Task to complete >>
Please copy out every line in the entries that includes the word "approved".

── Source material

PR #6702, opened 2026-07-23
fix(FileInput): onChange behavior

lisalupi:
## Type

- Bug

#### What is expected?

`FileInput`: add more file check to ensure an `undefined` object is not added to dataTransfer (onChange behavior).

There were instances where `[formattedNewFiles[0]` returned `[undefined]` instead of `[]` which then caused an error when doing `dataTransfer.items.add()`

### DIFF
--- a/.changeset/six-jars-design.md
+++ b/.changeset/six-jars-design.md
@@ -1,0 +1,5 @@
+---
+"@ultraviolet/ui": patch
+---
+
+`FileInput`: add more file check to ensure an `undefined` object is not added to dataTransfer (onChange behavior)
--- a/packages/ui/src/components/FileInput/index.tsx
+++ b/packages/ui/src/components/FileInput/index.tsx
@@ -138,7 +138,10 @@ const FileInputBase = ({
       }),
     )
 
-    const formattedFiles = computedMultiple ? [...files, ...formattedNewFiles] : [formattedNewFiles[0]]
+    const formattedFiles = (computedMultiple ? [...files, ...formattedNewFiles] : [formattedNewFiles[0]]).filter(
+      Boolean,
+    )
+
     setFiles(formattedFiles)
     onChangeFiles?.(formattedFiles)
 


Echo-IV (approved):

.changeset/six-jars-design.md
```diff
@@ -0,0 +1,5 @@
+---
+"@ultraviolet/ui": patch
+---
+
+`FileInput`: add more file check to ensure an `undefined` object is not added to dataTrasnfer (onChange behavior)
```
philibea:
```suggestion
`FileInput`: add more file check to ensure an `undefined` object is not added to dataTransfer (onChange behavior)
```

packages/ui/src/components/FileInput/index.tsx
```diff
@@ -138,7 +138,10 @@ const FileInputBase = ({
       }),
     )
 
-    const formattedFiles = computedMultiple ? [...files, ...formattedNewFiles] : [formattedNewFiles[0]]
+    const formattedFiles = (computedMultiple ? [...files, ...formattedNewFiles] : [formattedNewFiles[0]]).filter(
```
philibea, line 141: question(non-blocking): should we add this check also here
 ```
[...files, ...formattedNewFiles]
```

philibea (approved):

jsulpis (commented):
is it possible to add a test or too complicated ?

packages/ui/src/components/FileInput/index.tsx
lisalupi: `.filter` is done on both `[...files, ...formattedNewFiles]`and `[formattedNewFiles[0]]`

lisalupi:
> is it possible to add a test or too complicated ?

We already have a test for the onchange with accept, and I don't really know how to test what I did

jsulpis (approved):

Issue #930, opened 2020-03-09
Validate CommonName attribute for TLS certificate


tennix:
## Feature Request

**Is your feature request related to a problem? Please describe:**

Currently, any TLS certificates issued by the same CA can access TiDB cluster component. This is insecure as the same CA issued certificates are pretty common.

**Describe the feature you'd like:**

Allow pump and drainer add TLS certificate CN validation, this is the issue in PD, TiKV and TiDB pingcap/pd#2209 tikv/tikv#6982 pingcap/tidb#15137

**Describe alternatives you've considered:**

**Teachability, Documentation, Adoption, Migration Strategy:**

shenli:
We need this feature in 3.1.0.

PR #934, opened 2020-03-17
support common name check for tls

WangXiangUSTC:
fix issue https://github.com/pingcap/tidb-binlog/issues/930
Allow pump and drainer add TLS certificate CN validation

add `VerifyPeerCertificate` function for tls

### Check List 

Tests 

 - Integration test

Related changes

### DIFF
--- a/cmd/drainer/drainer.toml
+++ b/cmd/drainer/drainer.toml
@@ -118,6 +118,8 @@ port = 3306
 # ssl-cert = "/path/to/drainer.pem"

────

Solved exercise >>
Echo-IV (approved):
philibea (approved):
jsulpis (approved):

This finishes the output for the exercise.